Consol's shares sank $1.05, or 2.4 percent, to $42.51. The stock has retreated from a one-year high of nearly $48 last month amid concerns about the impact on the coal industry from tougher federal regulations on coal-fired power plants.
Consol has been putting more emphasis on gas after decades as a coal company. But increased shale production causes a conundrum for gas drillers: While companies may have more gas to sell, a glut could pressure prices and impact their bottom lines.
The Energy Information Administration predicts daily gas production in the Marcellus, the nation's most prolific shale play, will surpass 15 billion cubic feet, compared with about 12 billion a day at the beginning of the year.
A glut of gas put this month's prices on pipelines into New York and New England at their lowest points in two years, ranging between $2.24 and $2.59 per British thermal unit.
“This supply growth, coupled with known transportation constraints, is responsible for increasing price weakness in the Appalachian region this summer,” Teri Viswanath, director of commodities strategy at BNP Paribas SA in New York, said in a note to clients.
Consol's update did not address prices but said the company would post a second-quarter loss because of bond refinancing, a new revolving credit arrangement and a pension settlement charge, offset by income from a coal contract buyout. A spokeswoman said officials could not elaborate on the “one-time items” before the earnings statement release.
Consol reported a $13 million net loss in the same quarter last year. It posted a $116 million profit in the first three months of 2014.
The company in May laid off 188 workers from its Buchanan Mine in Virginia, which mostly produces metallurgical coal for steelmaking.

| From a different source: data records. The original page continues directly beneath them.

PR #1035, opened 2020-08-26
Set default rootless sigstore

QiWang19:
Set default rootless sigstore to ~/.local/share/containers/sigstore if the caller is non-root.
Fix rootless podman push --sign-by.

### DIFF
--- a/docker/docker_image_dest.go
+++ b/docker/docker_image_dest.go
@@ -78,12 +78,12 @@ func (d *dockerImageDestination) SupportsSignatures(ctx context.Context) error {
 		return err
 	}
 	switch {
-	case d.c.signatureBase != nil:
-		return nil
 	case d.c.supportsSignatures:
 		return nil
+	case d.c.signatureBase != nil:
+		return nil
 	default:
-		return errors.Errorf("X-Registry-Supports-Signatures extension not supported, and lookaside is not configured")
+		return errors.Errorf("Internal error: X-Registry-Supports-Signatures extension not supported, and lookaside should not be empty configuration")
 	}
 }
 
@@ -479,12 +479,12 @@ func (d *dockerImageDestination) PutSignatures(ctx context.Context, signatures [
 		return err
 	}
 	switch {
-	case d.c.signatureBase != nil:
-		return d.putSignaturesToLookaside(signatures, *instanceDigest)
 	case d.c.supportsSignatures:
 		return d.putSignaturesToAPIExtension(ctx, signatures, *instanceDigest)
+	case d.c.signatureBase != nil:
+		return d.putSignaturesToLookaside(signatures, *instanceDigest)
 	default:
-		return errors.Errorf("X-Registry-Supports-Signatures extension not supported, and lookaside is not configured")
+		return errors.Errorf("Internal error: X-Registry-Supports-Signatures extension not supported, and lookaside should not be empty configuration")
 	}
 }
 
@@ -502,9 +502,6 @@ func (d *dockerImageDestination) putSignaturesToLookaside(signatures [][]byte, m
 	// NOTE: Keep this in sync with docs/signature-protocols.md!
 	for i, signature := range signatures {
 		url := signatureStorageURL(d.c.signatureBase, manifestDigest, i)
-		if url == nil {
-			return errors.Errorf("Internal error: signatureStorageURL with non-nil base returned nil")
-		}
 		err := d.putOneSignature(url, signature)
 		if err != nil {
 			return err
@@ -517,9 +514,6 @@ func (d *dockerImageDestination) putSignaturesToLookaside(signatures [][]byte, m
 	// is sufficient.
 	for i := len(signatures); ; i++ {
 		url := signatureStorageURL(d.c.signatureBase, manifestDigest, i)
-		if url == nil {
-			return errors.Errorf("Internal error: signatureStorageURL with non-nil base returned nil")
-		}
 		missing, err := d.c.deleteOneSignature(url)
 		if err != nil {
 			return err
--- a/docker/docker_image_src.go
+++ b/docker/docker_image_src.go
@@ -297,12 +297,12 @@ func (s *dockerImageSource) GetSignatures(ctx context.Context, instanceDigest *d
 		return nil, err
 	}
 	switch {
-	case s.c.signatureBase != nil:
-		return s.getSignaturesFromLookaside(ctx, instanceDigest)
 	case s.c.supportsSignatures:
 		return s.getSignaturesFromAPIExtension(ctx, instanceDigest)
+	case s.c.signatureBase != nil:
+		return s.getSignaturesFromLookaside(ctx, instanceDigest)
 	default:
-		return [][]byte{}, nil
+		return nil, errors.Errorf("Internal error: X-Registry-Supports-Signatures extension not supported, and lookaside should not be empty configuration")
 	}
 }
 
@@ -336,9 +336,6 @@ func (s *dockerImageSource) getSignaturesFromLookaside(ctx context.Context, inst
 	signatures := [][]byte{}
 	for i := 0; ; i++ {
 		url := signatureStorageURL(s.c.signatureBase, manifestDigest, i)
-		if url == nil {
-			return nil, errors.Errorf("Internal error: signatureStorageURL with non-nil base returned nil")
-		}
 		signature, missing, err := s.getOneSignature(ctx, url)
 		if err != nil {
 			return nil, err
@@ -474,24 +471,19 @@ func deleteImage(ctx context.Context, sys *types.SystemContext, ref dockerRefere
 		return errors.Errorf("Failed to delete %v: %s (%v)", deletePath, string(body), delete.Status)
 	}
 
-	if c.signatureBase != nil {
-		manifestDigest, err := manifest.Digest(manifestBody)
+	manifestDigest, err := manifest.Digest(manifestBody)
+	if err != nil {
+		return err
+	}
+
+	for i := 0; ; i++ {
+		url := signatureStorageURL(c.signatureBase, manifestDigest, i)
+		missing, err := c.deleteOneSignature(url)
 		if err != nil {
 			return err
 		}
-
-		for i := 0; ; i++ {
-			url := signatureStorageURL(c.signatureBase, manifestDigest, i)
-			if url == nil {
-				return errors.Errorf("Internal error: signatureStorageURL with non-nil base returned nil")
-			}
-			missing, err := c.deleteOneSignature(url)
-			if err != nil {
-				return err
-			}
-			if missing {
-				break
-			}
+		if missing {
+			break
 		}
 	}
 
--- a/docker/lookaside.go
+++ b/docker/lookaside.go
@@ -10,6 +10,7 @@ import (
 	"strings"
 
 	"github.com/containers/image/v5/docker/reference"
+	"github.com/containers/image/v5/internal/rootless"
 	"github.com/containers/image/v5/types"
 	"github.com/containers/storage/pkg/homedir"
 	"github.com/ghodss/yaml"
@@ -30,6 +31,12 @@ const builtinRegistriesDirPath = "/etc/containers/registries.d"
 // userRegistriesDirPath is the path to the per user registries.d.
 var userRegistriesDir = filepath.FromSlash(".config/containers/registries.d")
 
+// defaultUserDockerDir is the default sigstore directory for unprivileged user
+var defaultUserDockerDir = filepath.FromSlash(".local/share/containers/sigstore")
+
+// defaultDockerDir is the default sigstore directory for root
+var defaultDockerDir = "/var/lib/containers/sigstore"
+
 // registryConfiguration is one of the files in registriesDirPath configuring lookaside locations, or the result of merging them all.
 // NOTE: Keep this in sync with docs/registries.d.md!
 type registryConfiguration struct {
@@ -45,11 +52,18 @@ type registryNamespace struct {
 }
 
 // signatureStorageBase is an "opaque" type representing a lookaside Docker signature storage.
-// Users outside of this file should use configuredSignatureStorageBase and signatureStorageURL below.
-type signatureStorageBase *url.URL // The only documented value is nil, meaning storage is not supported.
+// Users outside of this file should use SignatureStorageBaseURL and signatureStorageURL below.
+type signatureStorageBase *url.URL
 
-// configuredSignatureStorageBase reads configuration to find an appropriate signature storage URL for ref, for write access if “write”.
-func configuredSignatureStorageBase(sys *types.SystemContext, ref dockerReference, write bool) (signatureStorageBase, error) {
+// SignatureStorageBaseURL reads configuration to find an appropriate signature storage URL for ref, for write access if “write”.
+// the usage of the BaseURL is defined under docker/distribution registries—separate storage of docs/signature-protocols.md
+// Warning: This function only exposes configuration in registries.d;
+// just because this function returns an URL does not mean that the URL will be used by c/image/docker (e.g. if the registry natively supports X-R-S-S).
+func SignatureStorageBaseURL(sys *types.SystemContext, ref types.ImageReference, write bool) (*url.URL, error) {
+	dr, ok := ref.(dockerReference)
+	if !ok {
+		return nil, errors.Errorf("ref must be a dockerReference")
+	}
 	// FIXME? Loading and parsing the config could be cached across calls.
 	dirPath := registriesDirPath(sys)
 	logrus.Debugf(`Using registries.d directory %s for sigstore configuration`, dirPath)
@@ -58,20 +72,23 @@ func configuredSignatureStorageBase(sys *types.SystemContext, ref dockerReferenc
 		return nil, err
 	}
 
-	topLevel := config.signatureTopLevel(ref, write)
-	if topLevel == "" {
-		return nil, nil
-	}
-
-	url, err := url.Parse(topLevel)
-	if err != nil {
-		return nil, errors.Wrapf(err, "Invalid signature storage URL %s", topLevel)
+	topLevel := config.signatureTopLevel(dr, write)
+	var url *url.URL
+	if topLevel != "" {
+		url, err = url.Parse(topLevel)
+		if err != nil {
+			return nil, errors.Wrapf(err, "Invalid signature storage URL %s", topLevel)
+		}
+	} else {
+		// returns default directory if no sigstore specified in configuration file
+		url = builtinDefaultSignatureStorageDir(rootless.GetRootlessEUID())
+		logrus.Debugf(" No signature storage configuration found for %s, using built-in default %s", dr.PolicyConfigurationIdentity(), url.String())
 	}
 	// NOTE: Keep this in sync with docs/signature-protocols.md!
 	// FIXME? Restrict to explicitly supported schemes?
-	repo := reference.Path(ref.ref) // Note that this is without a tag or digest.
-	if path.Clean(repo) != repo {   // Coverage: This should not be reachable because /./ and /../ components are not valid in docker references
-		return nil, errors.Errorf("Unexpected path elements in Docker reference %s for signature storage", ref.ref.String())
+	repo := reference.Path(dr.ref) // Note that this is without a tag or digest.
+	if path.Clean(repo) != repo {  // Coverage: This should not be reachable because /./ and /../ components are not valid in docker references
+		return nil, errors.Errorf("Unexpected path elements in Docker reference %s for signature storage", dr.ref.String())
 	}
 	url.Path = url.Path + "/" + repo
 	return url, nil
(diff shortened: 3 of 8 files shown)


QiWang19:
@mtrmac PTAL

QiWang19:
Add `GetRootlessUID()` to internal subpackage according to https://github.com/containers/image/pull/1027#issuecomment-679320458, can use unshare.GetRootlessUID() from containers/storage here?

docker/lookaside.go
```diff
@@ -175,6 +182,13 @@ func (config *registryConfiguration) signatureTopLevel(ref dockerReference, writ
 	if config.DefaultDocker != nil {
 		logrus.Debugf(` Using "default-docker" configuration`)
 		if url := config.DefaultDocker.signatureTopLevel(write); url != "" {
+			if uid := uid.GetRootlessUID(); uid != 0 {
+				if url != defaultDockerDir {
+					// use user configured default-docker
+					return url
+				}
+				return filepath.Join(homedir.Get(), defaultRootlessDockerDir)
```
mtrmac, line 190: It would be rather surprising if the value visible in the config file (and only one specific value) were silently overridden. The conversation in #1027 suggested that:
- We would ship config files without a default (or no config file at all); but users upgrading from an older release could/would retain the old configuration
- The code would contain a built-in default that only applied if the config files did not specify anything.

Also, the man page should be updated.

docker/lookaside.go
```diff
@@ -30,6 +31,12 @@ const builtinRegistriesDirPath = "/etc/containers/registries.d"
 // userRegistriesDirPath is the path to the per user registries.d.
 var userRegistriesDir = filepath.FromSlash(".config/containers/registries.d")
 
+// defaultRootlessDockerDir is the default sigstore directory for per use configuration
+var defaultRootlessDockerDir = filepath.FromSlash(".local/share/containers/sigstore")
```
mtrmac, line 35: `User`, `Nonroot`, `Unprivileged`, not `Rootless`, please; that means something more specific.

internal/uid/uid.go
```diff
@@ -0,0 +1,16 @@
+package uid
```
mtrmac, line 1: (Maybe `rootless`? Then this could be `rootless.GetEuid`.)

internal/uid/uid.go
```diff
@@ -0,0 +1,16 @@
...
+
+import (
+	"os"
+	"strconv"
+)
+
+// GetRootlessUID returns the UID of the user in the parent userNS
+func GetRootlessUID() int {
```
mtrmac, line 9: Please call this from `pkg/blobinfocache/default.go`, and drop the copy in that file.

internal/uid/uid.go
```diff
@@ -0,0 +1,16 @@
+package uid
+
+import (
+	"os"
+	"strconv"
+)
+
+// GetRootlessUID returns the UID of the user in the parent userNS
```
mtrmac, line 8:
```suggestion
// GetRootlessUID returns the UID of the current user (in the parent userNS, if any)
//
// Podman and similar software, in “rootless” configuration, when run as a non-root
// user, very early switches to a user namespace, where Geteuid() == 0 (but does not
// switch to a limited mount namespace); so, code relying on Geteuid() would use 
// system-wide paths in e.g. /var, when the user is actually not privileged to write to
// them, and expects state to be stored in the home directory.
//
// If Podman is setting up such a user namespace, it records the original UID in an
// environment variable, allowing us to make choices based on the actual user’s identity.
```
or something like that (if the above is accurate), to give newcomers more context.

internal/uid/uid.go
mtrmac, line 9: This should all talk about EUID, in all of function/variable names and comments, because that’s what the value apparently is (except the environment variable must not be renamed).

docker/lookaside.go
QiWang19: @mtrmac  PTAL.  Use the old configuration if the default configuration exists. And when euid not 0, only use the built-in default if there's no per-user configuration.

mtrmac (commented):
Oh… the rest of the client will now need to account for the state that sigstore is no longer “opt-in”. Especially after the `/var` path is added, the various code paths that assume `signatureStorageBase` can be `nil` become dead code.
- As the rest of the code is now, X-R-S-S would never be used, because sigstore is preferred; so we need to either prefer X-R-S-S (#385), or add a new configuration semantics to explicitly say “don’t use sigstore, use X-R-S-S or nothing”. I guess we should just do #385 ; the likelihood that a registry suddenly gains X-R-S-S is getting smaller every month.

QiWang19:
@mtrmac PTAL. I added the changes from #385. But the CI is not happy, will check the test failures.

docker/lookaside.go
```diff
@@ -30,6 +31,12 @@ const builtinRegistriesDirPath = "/etc/containers/registries.d"
 // userRegistriesDirPath is the path to the per user registries.d.
 var userRegistriesDir = filepath.FromSlash(".config/containers/registries.d")
 
+// defaultUserDockerDir is the default sigstore directory for unprivileged user
+var defaultUserDockerDir = filepath.FromSlash(".local/share/containers/sigstore")
+
+// defaultDockerDir is the default sigsore directory derived from registries.d
```
mtrmac, line 37:
```suggestion
// defaultDockerDir is the default sigstore directory for root
```

docs/containers-registries.d.5.md
```diff
@@ -77,6 +77,10 @@ described above.  The configuration section is a YAML mapping, with the followin
    This key is optional; if it is missing, no signature storage is defined (no signatures
    are download along with images, adding new signatures is possible only if `sigstore-staging` is defined).
 
+The default `sigstore-staging` is `/var/lib/containers/sigstore` from `/etc/containers/registries.d/default.yaml`.
+If the user has no privilege to write the signature to the default sigstore-staging, the YAML format files
```
mtrmac, line 81: That’s not the actual condition.

docs/containers-registries.d.5.md
```diff
@@ -77,6 +77,10 @@ described above.  The configuration section is a YAML mapping, with the followin
...
+under `$HOME/.config/containers/registries.d` can be configured, otherwise, `$HOME/.local/share/containers/sigstore` will be used.
```
mtrmac, line 82: All of this should be in the ”Registries, Scopes and Search Order” section, maybe in an extra named subsection.

docs/containers-registries.d.5.md
```diff
@@ -77,6 +77,10 @@ described above.  The configuration section is a YAML mapping, with the followin
...
+
 ## Examples
```
mtrmac, line 84: Consider adding an extra “example” for no configuration.

docker/lookaside.go
```diff
@@ -178,8 +185,16 @@ func (config *registryConfiguration) signatureTopLevel(ref dockerReference, writ
...
-	return ""
+	if euid := rootless.GetRootlessEUID(); euid != 0 {
+		// returns unprivileged default directory if no sigstore specified in configuration file
+		defaultUserDockerDirPath := filepath.Join(homedir.Get(), defaultUserDockerDir)
+		u := url.URL{Scheme: "file", Path: defaultUserDockerDirPath}
+		logrus.Debugf(" No signature storage configuration found for %s, use default unprivileged directory %s", ref.PolicyConfigurationIdentity(), u.String())
+		return u.String()
+	}
+	u := url.URL{Scheme: "file", Path: defaultUserDockerDir}
+	logrus.Debugf(" No signature storage configuration found for %s, use default %s", ref.PolicyConfigurationIdentity(), u.String())
```
mtrmac, line 196:
```suggestion
	logrus.Debugf(" No signature storage configuration found for %s, using default %s", ref.PolicyConfigurationIdentity(), u.String())
```
(in both cases)

docker/lookaside.go
```diff
@@ -178,8 +185,16 @@ func (config *registryConfiguration) signatureTopLevel(ref dockerReference, writ
 			return url
 		}
 	}
-	logrus.Debugf(" No signature storage configuration found for %s", ref.PolicyConfigurationIdentity())
-	return ""
+	if euid := rootless.GetRootlessEUID(); euid != 0 {
```
mtrmac, line 188: > `// config.signatureTopLevel returns an URL string configured in config for ref, for write access if “write”.`

i.e. this could return `nil` if `config` does not specify a configuration.

Moving these defaults up to `configuredSignatureStorageBase` would also avoid the unnecessary roundtrip between `url.URL`, a `string`, and back.

--- 

Either way the documentation of the function needs updating, if only to update the “if no signature storage should be used.” part.

docker/lookaside_test.go
```diff
@@ -28,13 +29,21 @@ func TestConfiguredSignatureStorageBase(t *testing.T) {
...
 	require.NoError(t, err)
 	defer os.RemoveAll(emptyDir)
 	base, err := configuredSignatureStorageBase(&types.SystemContext{RegistriesDirPath: emptyDir},
 		dockerRefFromString(t, "//this/is/not/in/the:configuration"), false)
+	expectBase := "file://"
+	if rootless.GetRootlessEUID() == 0 {
+		expectBase += filepath.Join(defaultDockerDir, "//this/is/not/in/the")
+	} else {
+		expectBase += filepath.Join(os.Getenv("HOME"), defaultUserDockerDir, "//this/is/not/in/the")
+	}
```
mtrmac, line 43: No, please test both: split `configuredSignatureStorageBaseForEUID` from `configuredSignatureStorageBase`, document that it only exists for tests, and test the `…ForEUID` variant here, for both the root and non-root cases. Or maybe split a `builtinDefaultSignatureStorageDir` with an EUID parameter, test both only for that one small helper, and here assume that tests are not running as root.

docker/lookaside_test.go
```diff
@@ -262,10 +271,16 @@ func TestRegistryConfigurationSignaureTopLevel(t *testing.T) {
 		},
 	}
 	dr := dockerRefFromString(t, "//thisisnotmatched")
+	expectDefault := "file://"
```
mtrmac, line 274: Moving the default directories from `signatureTopLevel` to `configuredSignatureStorageBase` would also allow not changing these tests.

docker/lookaside.go
```diff
@@ -178,8 +185,16 @@ func (config *registryConfiguration) signatureTopLevel(ref dockerReference, writ
...
+		// returns unprivileged default directory if no sigstore specified in configuration file
+		defaultUserDockerDirPath := filepath.Join(homedir.Get(), defaultUserDockerDir)
+		u := url.URL{Scheme: "file", Path: defaultUserDockerDirPath}
+		logrus.Debugf(" No signature storage configuration found for %s, use default unprivileged directory %s", ref.PolicyConfigurationIdentity(), u.String())
+		return u.String()
+	}
+	u := url.URL{Scheme: "file", Path: defaultUserDockerDir}
+	logrus.Debugf(" No signature storage configuration found for %s, use default %s", ref.PolicyConfigurationIdentity(), u.String())
+	return u.String()
```
mtrmac, line 197: After all this settles and tests work, the code and documentation that assumes `configuredSignatureStorageBase` can be `nil` should be removed/updated.

mtrmac:
> I added the changes from #385. But the CI is not happy, will check the test failures.

I think that’s because this adds only half of #385; the source implementation needs the change as well, or it will try reading the sigstore instead of X-R-S-S.

docs/containers-registries.d.5.md
```diff
@@ -61,6 +61,11 @@ more general scopes is ignored.  For example, if _any_ configuration exists for
 `docker.io/library/busybox`, the configuration for `docker.io` is ignored
 (even if some element of the configuration is defined for `docker.io` and not for `docker.io/library/busybox`).
 
+### Signature Storage
```
mtrmac, line 64: Maybe
```suggestion
### Built-in Defaults
```
everything is about signature storage in this file.

docs/containers-registries.d.5.md
```diff
@@ -61,6 +61,11 @@ more general scopes is ignored.  For example, if _any_ configuration exists for
...
+
+If default-docker not configured and no matched configuration applied for the container image can be found,
+the default directory, `/var/lib/containers/sigstore` or `$HOME/.local/share/containers/sigstore`,  will be used for reading and writing signatures.
```
mtrmac, line 67: This should say how the value is chosen.

mtrmac (commented):
ACK overall.

Would it be useful to make some variant of configuredSignatureStorageBase public for Podman? That’s up mostly to you, I think.

docker/lookaside.go
```diff
@@ -45,11 +52,11 @@ type registryNamespace struct {
 }
 
 // signatureStorageBase is an "opaque" type representing a lookaside Docker signature storage.
-// Users outside of this file should use configuredSignatureStorageBase and signatureStorageURL below.
+// Users outside of this file should use ConfiguredSignatureStorageBase and signatureStorageURL below.
 type signatureStorageBase *url.URL // The only documented value is nil, meaning storage is not supported.
```
mtrmac, line 56: This does not work for external callers if we don’t export `signatureStorageURL` (can the result even be used in Podman without an explicit `*url.URL` cast?)

… but there’s not _that much_ benefit to doing just that, because any caller would hard-code the semantics of the signature storage (in particular the sequential indices) anyway. We would need a very generic ReadSignatures/WriteSignatures/DeleteSignature API, which seems more effort than is strictly necessary right now.

So…

docker/lookaside.go
```diff
@@ -45,11 +52,11 @@ type registryNamespace struct {
...
 
-// configuredSignatureStorageBase reads configuration to find an appropriate signature storage URL for ref, for write access if “write”.
-func configuredSignatureStorageBase(sys *types.SystemContext, ref dockerReference, write bool) (signatureStorageBase, error) {
+// ConfiguredSignatureStorageBase reads configuration to find an appropriate signature storage URL for ref, for write access if “write”.
+func ConfiguredSignatureStorageBase(sys *types.SystemContext, ref dockerReference, write bool) (signatureStorageBase, error) {
```
mtrmac, line 59: … maybe name this something like `SignatureStorageBaseURL` (`RegistriesDSignatureStorageBaseURL`? `RegistriesDSigstoreBaseURL`?) and have it return an URL directly?

The documentation should also link to the “docker/distribution registries—separate storage” section of `docs/signature-protocols.md` for explanation of what a “base URL” is, and explicitly say something like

CEO Nick DeIuliis has called the international market for that coal “horrible,” and the company lowered its expected annual production from that mine by about 8 percent.
Its overall coal forecast remained unchanged from spring estimates because production of thermal coal from the Bailey Complex in Washington and Greene counties remains high.
Consol said it is reworking some wells, getting more gas out of new wells and cutting the time between drilling and production.
“These improvements will not only help compress cycle times, but will also result in growing our gas production even more efficiently,” DeIuliis said in the production update.
J. Marshall Adkins, an energy advisor for investment bank Raymond James, said such efficiencies could make exploration and production companies profitable despite low prices.
“With rising U.S. production and falling costs per unit of production, U.S. E&P companies are now poised to actually grow cash flows even in a flat or modestly lower energy price environment,” Adkins wrote in a note to clients. “This dramatic shift (driven by the increased horizontal well efficiencies) should lead to a more sustainable (5-10 year) improvement in U.S. E&P profitability and capital efficiency.”